The question of whether one can truly know one's parents is both salient and cliched. It has preoccupied the mind of veteran television producer Anita Jacoby for the best part of a decade, since a lawyer she encountered by chance at a dinner party informed her that her father, who she held in high regard, had been involved in a well-publicised court case before she was born.
Intrigued and shocked, Jacoby subsequently discovered that the case centred on the messy circumstances surrounding her father's separation from his second wife in the era before no-fault divorce.
Secrets Beyond The Screen is the product of Jacoby's reckoning with the less savoury aspects of her father's character. At the time of her fateful encounter with the lawyer, Jacoby was still in thrall to her father, Phillip Jacoby, whose unconditional approval she had always enjoyed. Prior to her father's disastrous second marriage, he had left his first wife for a friend's wife, Emmy, who committed suicide a few months into their relationship.
Anita Jacoby is convinced that Emmy was the love of her father's life, and her loss was in part what caused him to throw himself into his ill-fated second marriage with Bonnie. Bonnie was married, and her soon-to-be ex-husband launched a court case against Jacoby's father for "loss of services of his wife". When Bonnie turned out to be a philandering alcoholic, Jacoby's father orchestrated a divorce raid, the details of which were splashed across various Sydney newspapers. It was not the first time her father's name had appeared in print; as a Jewish refugee who had fled Nazi Germany, he had been subject to xenophobic speculation about his loyalties and was interned during the war.
Reflecting on the dysfunctional details of her father's second marriage, Jacoby writes that "his behaviour and disposition feel like those of another man altogether. Even now it's unsettling, as though the portrait of my family has a hidden door behind it, opening onto another portrait I can't recognise". While she may ultimately be unable to reconcile her feelings, she nevertheless seems to attain a full appreciation of the complexities and contradictions of her father's character. She is very generous towards her half-sister Linda (the product of her father's third marriage; Jacoby's mother was his fourth wife), who did not enjoy the same warm relationship with their father.
Jacoby's investigation of family tragedies is balanced by her portrayal of her high-flying career in television, which she attributes in part to the confidence her father instilled in her throughout her upbringing.
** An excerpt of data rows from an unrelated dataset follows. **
PR #546, opened 2020-06-01
Support triggable references (branches, tags). Ignore triggable references on GitHub action

### LINKED ISSUE #141: Auto-publish release feature
Since #91 we've been able to get many of our repos using release drafter, with a nice Releases page and automatic patch version bumps. Thanks again for this tool!

One additional feature that we'd be really interested in contributing is automatic _publication_ of releases. For many of our repos we typically want to release a new version after each PR is merged.

I thought of creating a separate probot to do this in the spirit of separation of concerns. However there is no hook for 'draft release created'; Release Drafter, as the creator of the draft release, is really in a unique position of being able to do this.

So I'd like to propose adding a feature that would:

- be _opt-in_ via a new config flag
- require a template for release tag and name
- automatically publish a release after it has been created
- ... if/unless some configurable label is present on the just-merged PR

I'd be keen to get your thoughts on this!

### LINKED ISSUE #203: Release Target Setting

### LINKED ISSUE #404: Multiple release branches and multiple release drafts
First of all, congratulations for this automation. I think it's pure gold.

Our use case in the [Micronaut team](https://github.com/micronaut-projects) is that we create releases not only from `master`, but also from branches such as `1.0.x`, `1.1.x`, etc. In this scenario, release-drafter overwrites whatever draft version it finds, and this isn't desirable in all cases.

Would it be possible to setup different release-drafter configurations so that we could have multiple release drafts at a given moment, and then release-drafter would filter the draft to update based on some regexp or similar?

Maybe this is related to #203 and #175

### LINKED ISSUE #515: Draft based on branch release/v*
I was trying to configure the release-drafter to work with branches. But it doesn't seem to work or I did something wrong. Does it work only with master?

I would like the release-drafter to be executed only e.g.
```
  push:
    branches:
      - 'release/v*' 
```
This happens because the release is done via TeamCity. From there the build happens and etc.

Is it possible?

Cheers.

### LINKED ISSUE #520: Question - Hotfix vs actual develop branch
Been using your action for some times now and I really like it. There's one use case though that I cannot get to work, and I was wondering if I am missing a parameter or something.

Right now I'm working on, lets say, version 1.1.0, every now and then I push a PR to develop and me release is updated with every PR since 1.0.0. Perfect.

Now I have to push a hotfix to production, so I create a branch with my production version, fix my bug and push it to prod. Once I am done I create a release v1.0.2, and I publish it.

Given the gender discrimination she experienced in the media industry well into the 1990s (she enumerates many instances when she was overlooked for promotion in favour of less-qualified male candidates) she certainly needed to be able to back herself.
It would be ungenerous to characterise this memoir as self-aggrandising, but it is definitely a catalogue of greatest hits. Jacoby doesn't hesitate to settle scores, albeit largely without bitterness, and she also reveals surprising alliances, such as the constructive working relationship she enjoyed with John Laws.
While she doesn't go so far as to call herself a trailblazer, it is clear Jacoby views herself as a bundle of corporate feminist energy. This ideology can veer into unrealistic territory, running the risk of implying that obstacles can be cleared simply through determination and persistence. For those of us not born into privilege, or who lack a large personality or a parent's unconditional support, career opportunities are more dependent on luck and the largesse of management, of which Jacoby also had her fair share.
While Jacoby is attentive to the political upheavals that brought her European émigré parents together in Australia (her mother, a white Russian born in Harbin, had to flee the Japanese invasion of Manchuria in 1931), she demonstrates a less reflective appreciation of her own place in history, with the book devolving into a roll-call of celebrity encounters and iconic interviews with diverse subjects including Charles Spencer, Prince Edward and Chopper Read.
She is proud of being privy to a lot of salacious information before it entered the public domain. This is the central irony of the book: although she knew a lot about other people's lives, her own family history eluded her.
Secrets Beyond The Screen is written in a very straightforward fashion devoid of literary pretension. It is evident that Jacoby's talents lie in the visual medium of television; the prose is often clunky and she frequently resorts to cliché, with the phrases "strong, silent type", "the good, the bad and the ugly", "warts-and-all" and "manna from heaven" all making an appearance. Nevertheless, she offers illuminating personal insight into the social history of 20th-century Australia.